Spatial and temporal distribution of service calls using big data tools¶
Table of Contents
- Introduction
- Necessary Imports
- Connect to your ArcGIS Enterprise organization
- Ensure your GIS supports GeoAnalytics
- Prepare the data
- Get data for analysis
- Describe data
- Extract features within New Orleans boundary
- Summarize data
- Analyze patterns
- Find statistically significant hot and cold spots
- Visualize other aspects of data
- Conclusion
Introduction¶
The arcgis.geoanalytics module provides types and functions for distributed analysis of large datasets. These GeoAnalytics tools work with big data registered in the GIS datastores as well as with feature layers.
In this notebook, we will go through the steps for setting up data to create a big data file share. We will also edit big data file share manifest to set spatial reference of the dataset. Once the data gets registered, we will demonstrate the utility of a number of tools including describe_dataset
, aggregate_points
, calculate_density
, find_hot_spots
, clip_layer
, and run_python_script
in order to better understand our data.
The sample aims to find answers to some fundamental questions:
- What is the spatial relationship between 911 calls?
- Which block groups have the highest number of 911 calls reporting?
- What is the most common reason for 911 calls?

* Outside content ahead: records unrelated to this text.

Issue #800, opened 2020-10-16
Mana Integration Tests


lzpap:
Integration tests for mana plugin

 - [x] mana calculation
 - [x] webapi
 - [x] mana state persistence
 - [x] allowed pledgeIDs
 - etc.

acha-bill:
Mana calculations have unit tests.

Issue #749, opened 2020-09-23
Mana State Persistence


lzpap:
Base Mana Vectors are stored in database upon shutdown of a node, and then loaded upon restart, to persist the mana state.
However, this mechanism doesn't always work as expected in its current form, because the base vector storage doesn't always shut down correctly. As a result, after restart, all mana entries are initialized to zero. Then, when a new transaction confirms and revokes mana, base mana values become negative and node crashes. This is exactly what is happening in `FaucetPersistence` test: https://github.com/iotaledger/goshimmer/pull/743/checks?check_run_id=1149068089

TODO: debug and fix mana state persistence

lzpap:
close, because error is actually caused by #806 . The issue described above is addresses via #801 .

PR #803, opened 2020-10-16
feat: mana test persistence

acha-bill:
Integration test for mana persistence.

Part of #800

### DIFF
--- a/tools/integration-tests/tester/framework/parameters.go
+++ b/tools/integration-tests/tester/framework/parameters.go
@@ -43,7 +43,7 @@ var (
 	// ParaSyncBeaconOnEveryNode defines whether all nodes should be sync beacons.
 	ParaSyncBeaconOnEveryNode = false
 	// ParaManaOnEveryNode defines whether all nodes should have mana enabled.
-	ParaManaOnEveryNode = false
+	ParaManaOnEveryNode = true
 )
 
 var (
--- a/tools/integration-tests/tester/framework/parameters.go
+++ b/tools/integration-tests/tester/framework/parameters.go
@@ -42,6 +42,8 @@ var (
 	ParaPoWFaucetDifficulty = 2
 	// ParaSyncBeaconOnEveryNode defines whether all nodes should be sync beacons.
 	ParaSyncBeaconOnEveryNode = false
+	// ParaManaOnEveryNode defines whether all nodes should have mana enabled.
+	ParaManaOnEveryNode = false
 )
 
 var (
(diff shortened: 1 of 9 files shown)


tools/integration-tests/tester/tests/mana/mana_test.go
```diff
@@ -0,0 +1,47 @@
...
+import (
+	"testing"
+	"time"
+
+	"github.com/iotaledger/goshimmer/tools/integration-tests/tester/tests"
+	"github.com/stretchr/testify/require"
+)
+
+func TestManaPersistence(t *testing.T) {
+	n, err := f.CreateNetwork("mana_TestPersistence", 1, 0, true)
```
lzpap, line 12: let's create at least 5 nodes. If you take a look at the faucet tests, there is usually 1 out of 5 that fails the faucet persistence test for the same reason this test should fail

acha-bill: yeah but that shouldn't matter here. This tests that `a` node persists its mana and it starts up with the stored values.
Fixing #749 is another thing.

lzpap: okay

tools/integration-tests/tester/framework/parameters.go
```diff
@@ -42,6 +42,8 @@ var (
 	ParaPoWFaucetDifficulty = 2
 	// ParaSyncBeaconOnEveryNode defines whether all nodes should be sync beacons.
 	ParaSyncBeaconOnEveryNode = false
+	// ParaManaOnEveryNode defines whether all nodes should have mana enabled.
+	ParaManaOnEveryNode = false
```
lzpap, line 46:
```suggestion
	ParaManaOnEveryNode = true
```
mana is an essential component which is enabled by default on a node, why wouldn't we enable it then on all nodes in tests?

tools/integration-tests/tester/tests/mana/mana_test.go
```diff
@@ -0,0 +1,47 @@
...
+		err = peer.Start()
+		require.NoError(t, err)
+	}
+
+	// wait for peers to start
+	time.Sleep(5 * time.Second)
+
+	info, err = peers[0].Info()
+	require.NoError(t, err)
+	manaAfter := info.Mana
```
lzpap, line 44: with default mana parameters, we know that during this test, `manaBefore` < `manaAfter` should hold true. maybe add an extra check for this?

lzpap (approved):

PR #805, opened 2020-10-20
feat: Add commit tag to version

### LINKED ISSUE #494: Add commit tag to version (similar to Hornet)
**Is your feature request related to a problem? Please describe.**
When building goshimmer from source it is not apparent what commit is running.
 
**Describe the solution you'd like**
Provide a way to append current commit tag to the version via the -X build parameter. This is done in Hornet via the [build script](https://github.com/gohornet/hornet/blob/master/scripts/build_hornet.sh)

**Additional context**
Currently banner.AppVersion is defined as a constant and this not able to be overridden in the build process. Changing this to a var causes the portcheck plugin to fail

jkrvivian:
# Description of change
- Enable users to build with specific version and commit hash.
- Add `SimplifiedAppVersion` which contains `vXX.XX.XX` only, for use by other plugins, e.g. `analysis`, `remotelog` to send the consistent packets.

Fix #494 

## Type of change
- Enhancement 

Build with
`go build -ldflags="-s -w -X github.com/iotaledger/goshimmer/plugins/banner.AppVersion=<tag>-<commit_hash>`

and run the executed file

## Change checklist

### DIFF
--- a/plugins/remotelog/plugin.go
+++ b/plugins/remotelog/plugin.go
@@ -105,7 +105,7 @@ func run(plugin *node.Plugin) {
 
 func sendLogMsg(level logger.Level, name string, msg string) {
 	m := logMessage{
-		banner.AppVersion,
+		banner.SimplifiedAppVersion,
 		myGitHead,
 		myGitBranch,
 		myID,
--- a/plugins/remotelog/plugin.go
+++ b/plugins/remotelog/plugin.go
@@ -105,7 +105,7 @@ func run(plugin *node.Plugin) {
 
 func sendLogMsg(level logger.Level, name string, msg string) {
 	m := logMessage{
-		banner.SimplifiedAppVersion,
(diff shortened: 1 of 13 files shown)


plugins/remotelog/plugin.go
```diff
@@ -105,7 +105,7 @@ func run(plugin *node.Plugin) {
 
 func sendLogMsg(level logger.Level, name string, msg string) {
 	m := logMessage{
-		banner.AppVersion,
+		banner.SimplifiedAppVersion,
```
jonastheis, line 108: I think here we should actually send the `AppVersion`. Then we can specifically see which version is used.

jonastheis (commented):
Would be good to add a build script similar to https://github.com/gohornet/hornet/blob/master/scripts/build_hornet.sh

jonastheis (approved):

PR #1059, opened 2021-03-12
fix FCOB

capossele:
Implement FCOB*


hmoog (approved):
I didn't review it but Angelo said it works :D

- How many 911 calls occur each month?
- How many 911 calls occur each hour?
The data that will be used in this sample was originally obtained from data.gov open data portal. You can obtain data by searching using keywords, for example: 'Calls for Service New Orleans'. This sample demonstrates ability of ArcGIS API for Python to perform big data analysis on your infrastructure.
Note:
The ability to perform big data analysis is only available on ArcGIS Enterprise licensed with a GeoAnalytics server and not yet available on ArcGIS Online.
Necessary Imports¶
%matplotlib inline
import matplotlib.pyplot as plt
import pandas as pd
from datetime import datetime as dt
import arcgis
import arcgis.geoanalytics
from arcgis.gis import GIS
from arcgis.geoanalytics.summarize_data import aggregate_points, describe_dataset
from arcgis.geoanalytics.analyze_patterns import calculate_density, find_hot_spots
from arcgis.geoanalytics.manage_data import clip_layer, run_python_script
Connect to your ArcGIS Enterprise organization¶
gis = GIS(url='https://pythonapi.playground.esri.com/portal', username="arcgis_python", password="amazing_arcgis_123")
Ensure your GIS supports GeoAnalytics¶
After connecting to Enterprise portal, we need to ensure an ArcGIS Enterprise GIS is set up with a licensed GeoAnalytics server. To do so, we will call the is_supported()
method.
arcgis.geoanalytics.is_supported()
Prepare the data¶
To register a file share or an HDFS, we need to format datasets as subfolders within a single parent folder and register the parent folder. This parent folder becomes a datastore, and each subfolder becomes a dataset. Our folder hierarchy would look like below:
Learn more about preparing your big data file share datasets here
Create a big data file share¶
The get_datastores()
method of the geoanalytics module returns a DatastoreManager
object that lets you search for and manage the big data file share items as Python API Datastore
objects on your GeoAnalytics server.
bigdata_datastore_manager = arcgis.geoanalytics.get_datastores()
bigdata_datastore_manager
We will register service calls data as a big data file share using the add_bigdata()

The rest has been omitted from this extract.